Single-phase flow upscaling, e.g., [9, 18, 40, 41], considers absolute permeability, and it represents the most commonly applied upscaling technique in practice. It is also a prerequisite for any accurate multiphase flow simulation. Multiphase flow upscaling, e.g., [7, 16, 38], involves, in addition, the upscaling of rock-fluid properties (such as phase relative permeabilities) to account for the multiphase flow mechanisms.
For the coarse-scale modeling of both single-phase and multiphase subsurface flow, the principle of computing the upscaled properties is to decompose a large-scale global flow problem into a series of small-scale local flow problems. Therefore, another way to categorize the different upscaling techniques is based on the size of the domain, on which the flow problem is solved, and the upscaled properties are computed. This applies to the upscaling of both single-phase and multiphase flow parameters, ranging from local to global methods. In local upscaling, the flow problems are solved locally around each target coarse block with assumed local boundary conditions (e.g., [18, 31]). Global upscaling, by contrast, considers flow solutions on the entire global domain to compute the upscaled quantities (e.g., [40, 41]). Global methods eliminate the spurious effects introduced by the local boundary conditions but do require some type of global fine-scale flow solutions.
In between, quasi-global approaches, such as local-global upscaling (e.g., [6, 8, 9]), incorporate approximate global flow solutions into the local upscaling calculations, thus improving the accuracy of local methods.
Many issues encountered in the black-oil models, such as the impact of boundary conditions on the upscaling calculations, remain as problems in the coarse-scale modeling of compositional flow.

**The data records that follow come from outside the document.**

PR #1905, opened 2025-12-04
retry update activity if entity was not found

blued-gear:


melroy89:
This could fix https://fedia.io/m/fedia/t/2868838/Some-threads-of-my-kbin-earth-account-are-missing-their-bodies/comment/13230470#entry-comment-13230470 problems right?

blued-gear:
Maybe, but I'm not sure, as Jerry didn't find the logline that the update was discarded.
But this might still fix some edge cases.

I will also look into how updates are sent outwards to check if the update activity might not be sent correctly in the linked scenario.

src/Exception/RetryMessageException.php
```diff
@@ -0,0 +1,19 @@
...
+declare(strict_types=1);
+
+namespace App\Exception;
+
+use JetBrains\PhpStorm\Pure;
+
+/**
+ * Thrown when something is not as expected but might succeed when retried later.
+ */
+final class RetryMessageException extends \Exception
```
melroy89: We already have many custom exceptions. Could we not just reuse a simple existing error class?

Anything will do (except this special error class to avoid retries). Just look which errors we throw in other message handlers.

blued-gear: Maybe the Java Dev in me is talking, but: you call that "many"? :D The more, the merrier and more specific the errors (also for debugging logs).

But ok, I will see what fits best.

src/MessageHandler/ActivityPub/Inbox/UpdateHandler.php
melroy89: while you at this, shouldn't we also give this a description as well 😕 ?

src/MessageHandler/ActivityPub/Inbox/UpdateHandler.php
```diff
@@ -108,7 +104,7 @@ public function doWork(MessageInterface $message): void
             return;
         }
 
-        $this->logger->warning("[UpdateHandler::doWork] didn't know what to do with the update activity concerning '{id}'. We don't have a local object that has this id", ['id' => $payload['object']['id']]);
+        throw new \LogicException('Don\'t know what to do with the update activity concerning \''.$payload['object']['id'].'\'. We didn\'t have a local object that has this id.');
```
melroy89, line 107: besides an error, should we still also log  warning. At least that is what Benti was saying. I'm not saying we should also log a warning still.. Just asking what is best to do.

And quote @BentiGorlich :

> Yeah you could just throw after the warning log

src/MessageHandler/ActivityPub/Inbox/UpdateHandler.php
blued-gear: Should add descriptions to all other such occurrences?

melroy89: I think it can't hurt right? It might actually help us debug issues better in the future..? Can it hurt?

src/MessageHandler/ActivityPub/Inbox/UpdateHandler.php
blued-gear: The error should be logged when the message fails, so I think logging a warning would be an unnecessary doubling.\
Or are there codepaths which might not print the thrown error?

src/MessageHandler/ActivityPub/Inbox/UpdateHandler.php
blued-gear: It won't hurt. Just asked as it extends the scope of this PR.

BentiGorlich: Please don't bother 😅
This is a dead code entry but I could not make an interface around it with the transaction logic otherwise, as PHP does not support generics, yet.

src/MessageHandler/ActivityPub/Inbox/UpdateHandler.php
BentiGorlich: Maybe a NotFoundException better fits this case? But I dpnt really care that much... I'd still log the warning as it will be burried in "Exception occured during the processing of ........" but I am fine with removing the warning as well 🤷

src/MessageHandler/ActivityPub/Inbox/UpdateHandler.php
blued-gear: > Please don't bother

Too late :D

src/MessageHandler/ActivityPub/Inbox/UpdateHandler.php
blued-gear: `EntityNotFoundException` is the only existing I found which would fit.

I choose `LogicException` as other handlers uses it when something is not as expected. But I'm fine with using an exception which expresses "not found (yet)" more.

melroy89: Its its getting logged already (eventually), in that case I would **not** log it again. We already have GBs of log file sizes. Redundant logging is not ideal and actually error log pollution in that case.

Is the `Exception occurred during the processing of` error also logging the error message of the class we can improve that if we need to.

Keep in mind  that `EntityNotFoundException` is a special class again, catched here: https://github.com/MbinOrg/mbin/blob/fix/retry_update_activity/src/MessageHandler/ActivityPub/Inbox/ChainActivityHandler.php#L156

This might or might not work.. If we would reuse `EntityNotFoundException`, I would consider renaming it.

blued-gear: Then I would prefer just keeping `LogicException`

melroy89: @BentiGorlich I'm actually more concerned whether these exceptions are logged at all.. https://github.com/search?q=repo%3AMbinOrg%2Fmbin+LogicException

I searched for many of these exceptions. Like "actor must not be null if the object" or "Only magazine and user actors supported" or "could not find a user actor on url" and I grepped many more strings..

I tried to `grep` in all my production logs from the past few days, 100's of MBs of logging.. And no single result. Are we sure these exceptions are even logged in your production logs? Or are all the exceptions we have never reached (by chance, which could be true)?

I also remembered that you where missing log messages, right? I think its because its not part of the info/warning/error logging in the try/catch we have here: https://github.com/MbinOrg/mbin/blob/fix/retry_update_activity/src/MessageHandler/ActivityPub/Inbox/ChainActivityHandler.php#L158 (at least regarding the inbox)

Maybe I'm wrong.. but maybe not 😆

BentiGorlich: Most of these exceptions are unreachable. These are just invalid AP things that should never occurr...

I'd think that all the error messages are getting logged correctly, but either way the transaction should not affect the logging at all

Moreover, the interaction between subgrid permeability heterogeneity and the thermodynamic phase behavior causes additional complexities. Previous studies in the upscaling of compositional simulation fall into two categories. The first set of methods involve the use of the so-called transport coefficients computed for each component in each phase to capture the averaged fine-scale fluxes of each component (e.g., [2, 3, 13]). Upscaled multiphase flow functions (i.e., phase relative permeabilities) were also computed to preserve the fine-scale phase flow rates. The second approach focused on the modeling of nonzero residual oil saturation in the coarse-scale compositional simulation due to the subgrid permeability heterogeneity within a coarse block (e.g., [22, 23]). In those methods, the concept of transport coefficients was also applied to account for the component-dependent flow rates on the fine scale.